Assignment of Error Two

The trial court erred when it held as a matter of law that the cost of the replacement utility poles should not be amortized or depreciated and the indirect costs billed by [CEI] are calculated to a reasonable degree of certainty.

Summary Judgment

{¶6} Within these assigned errors, defendants first argue the trial court’s failure to

examine all the evidence before it was reversible error. This error requires a remand back to the

trial court for further review. Defendants also argue the trial court erred when it determined, as

a matter of law, that CEI was entitled to the full replacement cost of the utility poles and CEI’s

methods for calculating indirect costs was calculated to a reasonable degree of certainty.

{¶7} We review an appeal from summary judgment under a de novo standard of review.

Grafton v. Ohio Edison Co., 77 Ohio St.3d 102, 105, 1996-Ohio-336, 671 N.E.2d 241; Zemcik v.

LaPine Truck Sales & Equip. Co., 124 Ohio App.3d 581, 585, 706 N.E.2d 860 (8th Dist.1998).
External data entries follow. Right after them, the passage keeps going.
PR #1530, opened 2026-05-07
Make parsing of various addresses consistent across all subcommands

qi-imbue:
## My summary

This change touches almost all subcommands, mostly refactor, but with some behavior change for consistent CLI argument handling (see details below).

The goal is that all subcommands should use the same facilities for parsing and resolving addresses. In order to do that, I've identified 5 types of addresses:
* `AgentAddress` refers to an **existing** agent. This is the only type that already exists.
* `HostAddress` refers to an existing host.
* `NewAgentLocation` is specifically for the argument of `mngr create`: this has been split from `AgentAddress` in order to tighten the type constraint of the latter.
* `HostedLocation` refers to a location on a host, but the host can either be missing (meaning a local location) or be replaced by an agent (in which case the path can be omitted to refer to the agent's working directory). This is used in `mngr pull`, `mngr create --from` and other places, and some of them used slightly different syntaxes; these are now all unified.
* `AgentOrHostAddress` refers to either an agent or a host. This is used in `mngr limit`, `mngr snapshot`, `mngr wait`. Previously they all had different parsing and resolution code; they all used to distinguish agents from hosts dynamically, but now they are distinguished literally: `foo` unambiguously refers to an agent, and `@foo`  unambiguously refers to a host. Support for qualified addresses, not just names, has also been added.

In Zivich v. Mentor Soccer Club, 82 Ohio St.3d 367, 369-370, 1998-Ohio-389, 696 N.E.2d 201,

the Ohio Supreme Court set forth the appropriate test as follows:

Pursuant to Civ.R. 56, summary judgment is appropriate when (1) there is no genuine issue of material fact, (2) the moving party is entitled to judgment as a matter of law, and (3) reasonable minds can come to but one conclusion and that conclusion is adverse to the nonmoving party, said party being entitled to have the evidence construed most strongly in his favor. Horton v. Harwick Chem. Corp., 73 Ohio St.3d 679, 1995-Ohio-286, 653 N.E.2d 1196, paragraph three of the syllabus. The party moving for summary judgment bears the burden of showing that there is no genuine issue of material fact and that it is entitled to judgment as a matter of law. Dresher v.